Ну и обезьяна, эта Кинджи! Где она сперла этот взгляд? С картинки, что ли? Она смотрит на нас, как старуха у колодца на драпающих солдатиков. Только крестом осенить не догадается. Ну и обезьяна!

...Ток – это тоже испытание души. Если допустить, что ад существует, его филиалом на земле может быть это место. Алюминиевые миски с кашей так накалились, что их нельзя было держать в руках. Это было в девять. А сейчас одиннадцать. Жарища стоит зверская. Из-под наших лопат клубится пыль, и от этого еще противнее – дышать совсем нечем.

Работа у нас нехитрая. В стороне от деревни, около старого, неизвестно когда построенного сарая нарисован прямоугольник. От энтого кола до энтого, как говорит управляющий, мы должны содрать дерн. Потом прямоугольник прикатают, утрамбуют, и ток будет готов. А может, и не будут прикатывать, но нас это не касается. Мы должны сдирать этот паршивый дерн и надеяться, что совхоз не посадит нас в яму за долги. Славка Пырьев говорит, что мы сюда приехали не за длинным рублем, а чтобы участвовать в подъеме сельского хозяйства. Управляющий ничего не говорит. Он приходит по нескольку раз в день и смотрит на нас из тени сарая, довольный, что нашел дураков на самую дешевую работу. Никаких указаний сажать нас в яму, наверное, еще не поступало, поэтому кормят нас регулярно, и каждый вечер мы можем посчитать, на сколько вырос наш долг совхозу.

Мы выскребли длинную, узкую полосу. Она еще не успела прокалиться и выцвести, рыжая, гладкая. Только кое-где торчат неподдавшиеся лопате травинки. Глазомер нас подвел, поэтому края у полосы получились неровные, как будто живые, и сама полоса кажется плешью на огромном живом теле.

Нет, мы так помрем. Во рту столько пыли, что даже плюнуть не получается. А ведро в сарае пустое и тоже теплое. Кто-то придумал облиться, и теперь ведро пустое, а идти за водой неохота. Сейчас бы сесть в теньке и закрыть глаза, но тогда придется ковыряться до темноты, и, конечно, кто-нибудь возьмется помогать. А он сам сегодня наишачил столько же и видел, как ты прохлаждался. Так что не посидишь. Шевелись, лопата. Обед уже скоро. Хоть бы половину до обеда сделать, а то потом так развезет, что до ночи не управишься.

Шмунин все-таки не выдержал и повалился. Это дико приятно – вытянуться, дать отдохнуть спине. Опять за него сегодня доделывать придется. Рощупкин работает ровно, как машина, – шмыг, и пауза, шмыг, и пауза. Лопата у него почему-то не прыгает, а ходит ровно, словно он масло режет, а не землю. Никонов пробил в своем куске две полосы – клещи и сейчас соединяет их, – окружил. Ему бы все в войну играть.

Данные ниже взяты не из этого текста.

PR #62648, opened 2024-06-18
Fix: a11y text for site editor

### LINKED ISSUE #62644: Site title: link text and accessible name mismatch
### Description

Follow up to https://github.com/WordPress/gutenberg/pull/61258

The Site Title in the Site editor navigation panel is now a link to the front end. So far so good. However, there's a couple issues to fix:

1. The link visible text and the link accessible name mismatch. This is not ok for a11y and prevents some users from understanding and using the link. Sighted screen reader users, speech recognition software usrers will be impacted.
  - The visible text is the `blogname` value, for example: "My awesome site".
  - The accessible name is determined by the link `aria-label="View site (opens in a new tab)"` which is an hardcoded string.
2. The icon (actually a `↗` unicode character via a CSS pseudo element) mismatches other icons used for the same 'view site' functionality. I'm not sure this helps building a cohesive visual language. Icons usage should be consistent, as also mentioned in the original PR https://github.com/WordPress/gutenberg/pull/61258#pullrequestreview-2033031447

- Go to the site editor.
- With the navigation panel open, observe the site title link has an `aria-label="View site (opens in a new tab)"` that mismatches the visible text.
- Hover or focus the link
- Observe the icon that appears is different from the icon used for other 'view site' links.

Screenshot 2024-06-18 at 09 44 41

### Environment info

_No response_

Yes

Yes

up1512001:
## What?
- updated aria label text as site text 

## Why?
Fixes https://github.com/WordPress/gutenberg/issues/62644

## How?
- using site title for aria label `label={ decodeEntities( siteTitle ) }`

## Screenshots or screencast 
Screenshot 2024-06-18 at 15 42 47

https://github.com/WordPress/gutenberg/assets/75293077/c356aeeb-50c7-4efc-bfcd-2e6b18b7bd06

### DIFF
--- a/packages/edit-site/src/components/site-hub/index.js
+++ b/packages/edit-site/src/components/site-hub/index.js
@@ -88,7 +88,7 @@ const SiteHub = memo(
 								<VisuallyHidden as="span">
 									{
 										/* translators: accessibility text */
-										__( '(opens in a new tab)' )
+										__( 'View site (opens in a new tab)' )
 									}
 								</VisuallyHidden>
 							</Button>
--- a/packages/edit-site/src/components/site-hub/index.js
+++ b/packages/edit-site/src/components/site-hub/index.js
@@ -88,7 +88,7 @@ const SiteHub = memo(
 								<VisuallyHidden as="span">
 									{
 										/* translators: accessibility text */
-										__( 'View site (opens in a new tab)' )
+										__( '(opens in a new tab)' )
 									}
 								</VisuallyHidden>
 							</Button>
--- a/packages/edit-site/src/components/site-hub/index.js
+++ b/packages/edit-site/src/components/site-hub/index.js
@@ -7,7 +7,11 @@ import clsx from 'clsx';
  * WordPress dependencies
  */
 import { useSelect, useDispatch } from '@wordpress/data';
-import { Button, __experimentalHStack as HStack } from '@wordpress/components';
+import {
+	Button,
+	__experimentalHStack as HStack,
+	VisuallyHidden,
+} from '@wordpress/components';
 import { __ } from '@wordpress/i18n';
 import { store as coreStore } from '@wordpress/core-data';
 import { decodeEntities } from '@wordpress/html-entities';
@@ -78,9 +82,15 @@ const SiteHub = memo(
 								href={ homeUrl }
 								target="_blank"
 								icon={ external }
-								label={ decodeEntities( siteTitle ) }
+								iconPosition="right"
 							>
 								{ decodeEntities( siteTitle ) }
+								<VisuallyHidden as="span">
+									{
+										/* translators: accessibility text */
+										__( '(opens in a new tab)' )
+									}
+								</VisuallyHidden>
 							</Button>
 						</div>
 						<HStack
--- a/packages/edit-site/src/components/site-hub/index.js
+++ b/packages/edit-site/src/components/site-hub/index.js
@@ -77,7 +77,7 @@ const SiteHub = memo(
 								variant="link"
 								href={ homeUrl }
 								target="_blank"
-								label={ __( 'View site (opens in a new tab)' ) }
+								label={ decodeEntities( siteTitle ) }
 							>
 								{ decodeEntities( siteTitle ) }
 							</Button>
--- a/packages/edit-site/src/components/site-hub/index.js
+++ b/packages/edit-site/src/components/site-hub/index.js
@@ -12,7 +12,7 @@ import { __ } from '@wordpress/i18n';
 import { store as coreStore } from '@wordpress/core-data';
 import { decodeEntities } from '@wordpress/html-entities';
 import { memo, forwardRef } from '@wordpress/element';
-import { search } from '@wordpress/icons';
+import { search, external } from '@wordpress/icons';
 import { store as commandsStore } from '@wordpress/commands';
 import { displayShortcut } from '@wordpress/keycodes';
 import { filterURLForDisplay } from '@wordpress/url';
@@ -77,6 +77,7 @@ const SiteHub = memo(
 								variant="link"
 								href={ homeUrl }
 								target="_blank"
+								icon={ external }
 								label={ decodeEntities( siteTitle ) }
 							>
 								{ decodeEntities( siteTitle ) }
--- a/packages/edit-site/src/components/site-hub/index.js
+++ b/packages/edit-site/src/components/site-hub/index.js
@@ -16,7 +16,7 @@ import { __ } from '@wordpress/i18n';
 import { store as coreStore } from '@wordpress/core-data';
 import { decodeEntities } from '@wordpress/html-entities';
 import { memo, forwardRef } from '@wordpress/element';
-import { search, external } from '@wordpress/icons';
+import { search } from '@wordpress/icons';
 import { store as commandsStore } from '@wordpress/commands';
 import { displayShortcut } from '@wordpress/keycodes';
 import { filterURLForDisplay } from '@wordpress/url';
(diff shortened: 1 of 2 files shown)


youknowriad:
I think @richtabor worked on this recently, so this might be a design regression a bit.

packages/edit-site/src/components/site-hub/index.js
```diff
@@ -77,7 +77,8 @@ const SiteHub = memo(
 								variant="link"
 								href={ homeUrl }
 								target="_blank"
-								label={ __( 'View site (opens in a new tab)' ) }
+								icon={ external }
+								label={ decodeEntities( siteTitle ) }
```
afercia: I'd suggest to entirely remove the label and use a `VisuallyHidden` text after the siteTitle to provide the info `(opens in a new tab)`. The visible text ant the actual accessible name willl be different but that's OK accorging to [WCAG Label in Name](https://www.w3.org/TR/WCAG22/#label-in-name).
See an example of this pattern at https://github.com/WordPress/gutenberg/blob/a1623c0216a58ce900cd0b56957789cec1606b68/packages/editor/src/components/preview-dropdown/index.js#L106-L111

packages/edit-site/src/components/site-hub/style.scss
```diff
@@ -33,6 +32,9 @@
 	text-decoration: none;
 	text-overflow: ellipsis;
 	white-space: nowrap;
+	display: flex;
+	flex-direction: row-reverse;
```
afercia: The Button component supports a prop and value `iconPosition="right"` to swap the icon position. Please use that instead of custom CSS. Worth noting:
- The button component is already `inline-flex` and already uses `align-items: center;` so the CSS could be simplified. However...
- The removed `display: block;` is necessary and needs to be restored otherwise `text-overflow: ellipsis;` will not work. Screenshot to illustrate the missing ellipsis:

Screenshot 2024-06-19 at 09 23 19

packages/edit-site/src/components/site-hub/style.scss
```diff
@@ -55,16 +57,20 @@
...
+	svg {
 		opacity: 0;
-		position: absolute;
-		right: 0;
-		transition: opacity 0.1s linear;
+		transition: opacity 0.1s ease-in-out;
 		@include reduce-motion("transition");
 	}
 
+	&:hover {
```
afercia: The icon should be revealed also on `:focus`.

packages/edit-site/src/components/site-hub/style.scss
```diff
@@ -55,16 +57,20 @@
...
+		svg {
+			opacity: 1;
+			transition: opacity 0.1s ease-in-out;
+			@include reduce-motion("transition");
```
afercia: Not sure repeating the transition and reduce-motion mixin here is necessary. I think these two lines should be removed, unless I'm missing something.

packages/edit-site/src/components/site-hub/style.scss
```diff
@@ -55,16 +57,20 @@
...
+		}
+	}
+
 	&:hover::after,
 	&:focus::after,
 	&:active::after {
```
afercia: this entire rule should be probably removed

afercia (changes requested):
Please see inline comments.

up1512001:
@afercia addressed your feedback please review the PR.

packages/edit-site/src/components/site-hub/index.js
```diff
@@ -77,9 +81,16 @@ const SiteHub = memo(
...
 								target="_blank"
-								label={ __( 'View site (opens in a new tab)' ) }
+								icon={ external }
+								iconPosition="right"
 							>
 								{ decodeEntities( siteTitle ) }
+								<VisuallyHidden as="span">
+									{
+										/* translators: accessibility text */
+										__( 'View site (opens in a new tab)' )
```
afercia:
```suggestion
										__( '(opens in a new tab)' )
```

For consistency with other occurrences I'd remove the 'View site' part.

packages/edit-site/src/components/site-hub/style.scss
```diff
@@ -36,8 +36,17 @@
 
 	&:hover,
 	&:focus,
-	&:active {
-		color: $gray-200;
+	&:active,
+	&:focus-visible {
+		svg {
+			opacity: 1;
+			transition: opacity 0.1s ease-in-out;
```
afercia: I'd suggest to remove the transition here and add it to the normal state of the svg.

packages/edit-site/src/components/site-hub/style.scss
```diff
@@ -36,8 +36,17 @@
...
+		}
+	}
+
+	svg {
+		opacity: 0;
+		vertical-align: middle;
```
afercia:
```suggestion
		vertical-align: middle;
		transition: opacity 0.1s ease-in-out;
		@include reduce-motion("transition");
```

packages/edit-site/src/components/site-hub/style.scss
```diff
@@ -36,8 +36,17 @@
 
 	&:hover,
 	&:focus,
-	&:active {
-		color: $gray-200;
```
afercia: I think this color needs to be kept at least for the :active state otherwise when clicking the link, the text will become black on a black background. Screenshot:
Screenshot 2024-06-24 at 11 34 43

afercia: Also, the button padding should be adjusted to keep the current spacing as much as possible. Screenshot with comparison of current trunk and this PR:

Screenshot 2024-06-24 at 11 34 55

up1512001:
@afercia updated as per your feedback. please check.

richtabor (changes requested):
> I think @richtabor worked on this recently, so this might be a design regression a bit.

Yes, let's resolve the a11y feedback apart from icon changes. 

The [ExternalLink component has been updated](https://github.com/WordPress/gutenberg/blob/d97e3f7a25ac28eebe7f0221860ab3c451835982/packages/components/src/external-link/index.tsx#L55-L79) to leverage the ↗ unicode character. This is intended to share the same DNA as that component, as it is also a text only external link.

up1512001:
@richtabor @afercia I have reverted style-related changes and only kept accessibility related changes.

afercia:
@up1512001 thank you. Looks good to me 👍🏽 
I will creat a follow-up issue for the  `↗` CSS pseudo element.

afercia (approved):
LGTM

up1512001:
@afercia I thought we should use the wordpress icon for consistency instead of the `after` pseudo element so whenever the icon is updated it will reflect to everywhere.
Let me know your thoughts.

afercia:
+1 when @richtabor approves.

afercia:
> @afercia I thought we should use the wordpress icon for consistency instead of the `after` pseudo element so whenever the icon is updated it will reflect to everywhere. 

@up1512001 personally I don't like the design of this component and I don't understand the need to replace the `external` icon with the North East Arrow unicode character. If it was up to me, I would change it but hte prevalent opinion from design is to keep the arrow so yes, fair enough 🙂

richtabor:
> I don't understand the need to replace the external icon with the North East Arrow unicode character. 

It's much more palatable when placed directly alongside text. The external icon was too big and disorienting when in those placements. Making it smaller made it less communicative/complex. 

I'm fine if we do the unicode symbol as an icon, resulting in no change visually.

afercia:
> Making it smaller made it less communicative/complex.

Making it smaller made it also less readable. See https://github.com/WordPress/gutenberg/issues/62832 for a more in depth analysis.

up1512001:
@richtabor Do you have any suggestions for this PR?
cc: @afercia

up1512001:
Hi @richtabor any feedback for this PR?

richtabor (approved):

Mamaduka (approved):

А вон наша дама – учетчица Эмка. Делать ей, наверное, совсем нечего, поэтому целыми днями она лежит рядом с нашей полосой, задрав белые, удивительно противные ноги. Она ждет тарахтенья Славкиного драндулета, а на нас даже не смотрит. Так, видите ли, в книгу углубилась, что даже на секунду оторваться не может. Привыкла небось с трактористами собачиться и другого обращения не понимает. Правда, попытка Рощупкина безо всяких слов установить контакт успеха не принесла, но это было уже после того, как она увидела Славку и решила его подцепить. Только едва ли он на нее и глядеть-то захочет. Ноги у нее противные. И когда подол задирается, видно, что они у нее и дальше там такие – белые и рыхлые, как тесто. Пускай книжки читает. Мы книг мешков десять принесли в подарок совхозу. Вот пусть она и читает.

Около сарая звякает что-то. Кинджи принесла воды. Я же говорил, что она на нас как на солдатиков глядела. Ух, какая умница!

Лопаты летят в сторону. Около ведра уже свалка. Кинджи хохочет, потому что ребята как взбесились. Она даже приседает от смеха, потом срывается с места, несется по полосе, раскинув руки, как будто хочет взлететь с пухлой, неподатливой земли, но полоса кончается, и она бросается животом в траву, катится и визжит на всю степь.

Эмка на это не обращает никакого внимания, но вдруг подняла голову и прислушалась. Вдали что-то затарахтело, Это, конечно, Славка, Скорее хватай лопату.

Славка у нас как с плаката. Секретарша декана зовет его Славочка-булавочка и поджимает малиновые губки. Рост сто девяносто пять сантиметров. Таких рисуют на праздничных плакатах с отбойным, молотком на плече.

Славкин драндулет, давно списанная полуторка, пылит к нам. На подножке застыл управляющий. Уже, конечно, нажаловался.